In 11 years, the age of Russel will be half of the square of the age he was 13 years ago. Find his present age.

x + 11 = ( 1 / 2 ) ( x - 13 ) ^ 2

x + 11 = ( 1 / 2 ) ( x ^ 2 - 2 x *13 + 13 ^ 2 )

x + 11 = ( 1 / 2 ) ( x ^ 2 - 26 x + 169 )

1 / 2 ( x ^ 2 ) - 13 x - x + 169 / 2 - 11 = 0

( 1 / 2 ) x ^ 2 - 13 x - x + 169 / 2 - 22 / 2 = 0

( 1 / 2 ) x ^ 2 - 13 x - x + 147 / 2 = 0

The exact solutions are:

7

or

21

In 11 years, the age of Russel will be half of the square of the age he was 13 YEARS AGO.

For that reason present age = 21

To solve this problem, let's break it down step by step.

Step 1: Assign variables
Let's assign a variable to Russel's present age.

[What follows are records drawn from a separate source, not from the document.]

PR #2529, opened 2024-02-27
Remove teerex/sidechain runtime integration

Kailai-Wang:
### Context

This PR removes teerex/sidechain from runtime completely.
I didn't bother writing runtime state migration (to clean them up) as these pallets only existed in test parachain so far.

I also moved `test-util` pallet to `teebag`.

The `tee-dev` and `skip-ias-verify` features are removed now as they are not relevant anymore.

The `fast-runtime` feature is not built by default (but still included in CI) - cc @Traf333


pallets/vc-management/Cargo.toml
```diff
@@ -26,25 +26,25 @@ pallet-teebag = { path = "../teebag", default-features = false }
...
-test-utils = { path = "../test-utils" }
+pallet-group = { path = "../../pallets/group" }
+pallet-teebag = { path = "../teebag", features = ["test-util"] }
+
 
 [features]
 default = ["std"]
 runtime-benchmarks = [
-    "frame-benchmarking/runtime-benchmarks",
+    "frame-benchmarking?/runtime-benchmarks",
```
Traf333: is it typo or specific syntax?

Kailai-Wang: Thanks Igor, it's not a typo - but it's wrong :)

We should have enabled this by default - I'll fix it

BillyWooo (approved):
LGTM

Let's call it "R."

Step 2: Set up the equation
According to the given information, in 11 years, Russel's age will be half of the square of his age 13 years ago. So, we can write the equation as:
(R + 11) = (1/2) * (R - 13)^2

Step 3: Solve the equation
To find Russel's present age, we need to solve this equation.

Expanding the equation, we have:
R + 11 = (1/2) * (R - 13) * (R - 13)

Simplifying further:
R + 11 = (1/2) * (R^2 - 26R + 169)
2R + 22 = R^2 - 26R + 169
0 = R^2 - 28R + 147

Step 4: Solve the quadratic equation
To solve the quadratic equation, we can use factoring or the quadratic formula. In this case, factoring is possible.

The equation factors as:
0 = (R - 7)(R - 21)

Setting each factor equal to zero, we find:
R - 7 = 0 → R = 7
R - 21 = 0 → R = 21

Step 5: Check the ages
Now, we will check which solution satisfies the given condition. Since the problem states that Russel's age will be half of the square of his age 13 years ago, we need to subtract 13 from his age.

For R = 7:
(R + 11) = (7 + 11) = 18
(R - 13)^2 = (7 - 13)^2 = (-6)^2 = 36
18 ≠ 36, so R = 7 is not a valid solution.

For R = 21:
(R + 11) = (21 + 11) = 32
(R - 13)^2 = (21 - 13)^2 = (8)^2 = 64

32 = 1/2 * 64, so R = 21 is a valid solution.

Therefore, Russel's present age is 21.